I've read a few threads where there is clearly an unhappy marriage and the advice often given is to separate if very unhappy, both go on to live happier lives with other people and share childcare arrangements and try and co-parent as well as you can.
I've read many threads on here about ex-husbands being unfaithful and the response often given is LTB, see how he manages only seeing DC at weekends and he'll probably end up lonely, away from the family home and on his own.
Isn't it that there is a bigger picture and that if there is an unhappy marriage (whether that involves infidelity or not which is wrong and ideally problems should be tackled before it gets to that stage) that ideally the desired outcome should be the same that both parents should have a thriving life after a separation for the sake of the DC what ever happened?

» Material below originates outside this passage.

PR #22630, opened 2021-12-09
Helper function for solving differential equations by Laplace transform

### LINKED ISSUE #17098: Printing of Laplace transform of undefined function
See also #7219 which is about applying Laplace transform rules for derivatives and integrals of unknown functions.

Currently the Laplace transform of an unknown function prints like:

I'm writing this as a single mother who left Ex-H after he had an affair whilst I was pregnant and I've raised my DS for 16 years very much alone but have forgiven, moved on, realised our marriage wouldn't work out after this and so only wanted the best for myself, my ex-h and ds. I have ended up with much less in life as a result (I was done out of a lot of money with no maintenance for the first 2 years), I had to move from a house to a flat, I had to leave my career which was not practical as a single parent etc but I don't see the need to hold that against ex-h for the rest of our lives and we get on well. He has remarried, has more dc and a lovely wife. I have a great life now too which I wouldn't have had we stayed together.
I just don't understand the variation in responses to what others think will happen to ex-h's depending on how the marriage ends.
Not quite sure what you are asking but I pleased that despite losing out financially you are having a lovely life and are not bitter.
That's good and all that counts.
MenInBlack123 I agree with you... My ex-DH left for OW, he is still with her and they are planning to marry and buy a house and all that... Almost all of my friends still talk about him with a lot more vitriol than me! They think he should suffer for what he has done. But truth be told, he has pretty much move on to his new life without much 'suffering'.
I am in the process of selling the family home and buying a smaller one for myself and DCs. Financially, I may have 'lost out' in the sense that I would have been financially better off with him but I am so excited about my new house (my first ever by myself! As bought my first place with exH), I can do whatever I want to it. And it's no mean feat as I am buying in London. I will have a small mortgage as through luck, our family home has gained a huge amount of equity.
I wouldn't have wished what happened to my enemy, it was thoroughly soul-destroying that first year... But I am really happy now. I am even escaping to Thailand for some winter sun (and meeting my best friend who doesn't live in the same country there!) while he takes our DCs skiing during Christmas week. Life could be so much worse!
I think people feel they need to believe something bad should happen to the perpetrator (the idea of 'karma') otherwise what is to stop their partner(s) from doing the same? It plays to their deepest fears. I am glad you are happy too. Being bitter is no good for anyone!